> [Problem description]: Going through the data below, copy out each line where the word "will" shows up.

Saved data entries
PR #3083, opened 2022-11-21
chore: make request config parameter optional in executeHttpRequest

deekshas8:
Relates https://github.com/SAP/cloud-sdk-backlog/issues/958

In `executeHttpRequest` function, the `url` property of `requestConfig` is optional. That means a user can make the following call (skipping the requestConfig url):

`await executeHttpRequest(destination!, { method: 'post', data: {} });`

But, will get the error when making Csrf token fetch request`:

TypeError: Cannot read properties of undefined (reading 'endsWith')

```
    at appendSlash (node_modules/sap-cloud-sdk-http-client-canary/src/csrf-token-header.ts:129:27)
    at makeCsrfRequest (node_modules/sap-cloud-sdk-http-client-canary/src/csrf-token-header.ts:85:42)
    at buildCsrfHeaders (node_modules/sap-cloud-sdk-http-client-canary/src/csrf-token-header.ts:35:29)
    at getCsrfHeaders (node_modules/sap-cloud-sdk-http-client-canary/src/http-client.ts:531:23)
    at addCsrfTokenToHeader (node_modules/sap-cloud-sdk-http-client-canary/src/http-client.ts:549:13)
    at node_modules/sap-cloud-sdk-http-client-canary/src/http-client.ts:123:29
```
~~One way to fix this would be add a check in [appendSlash method](https://github.com/SAP/cloud-sdk-js/blob/637a8ce4a4e70f4c5bc64ebeda73e9c0223557e9/packages/http-client/src/csrf-token-header.ts#L129) where if the requestConfig url is empty, we use the destination url instead. 
However, this might not be a good practice as the destination url should ideally not include the service url. Even in the odata/openapi clients, the url (relativeUrl) is [passed in the requestConfig to the executeHttpRequest method](https://github.com/SAP/cloud-sdk-js/blob/637a8ce4a4e70f4c5bc64ebeda73e9c0223557e9/packages/odata-common/src/request/odata-request.ts#L231).~~

~~This PR makes the `url` property in the `HttpRequestConfigBase` mandatory. **This will be a breaking change in v3**. This hasn't been reported yet by users in v2, so the assumption is that they invoke the `executeHttpRequest` function with destination url and serviceUrl correctly.~~

This PR makes the `requestConfig` property in the `executeHttpRequest` and `executeHttpRequestWithOrigin` optional and fixes the TypeError by handling the empty `url` property in the fetch csrf token function.


FrankEssenberger (commented):
LGTM - however perhaps you wait also for a feedback from a colleague. Also I changed the tag from closes to relates because I see two subtaks:
- adjust the docs - here I am not sure if we have the version 3 tag?
- check if the E2E tests need to be adjusted - here I am not sure if we have the next version tests?

packages/http-client/src/http-client-types.ts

> [Solution]:
But, will get the error when making Csrf token fetch request`:
~~This PR makes the `url` property in the `HttpRequestConfigBase` mandatory. **This will be a breaking change in v3**. This hasn't been reported yet by users in v2, so the assumption is that they invoke the `executeHttpRequest` function with destination url and serviceUrl correctly.~~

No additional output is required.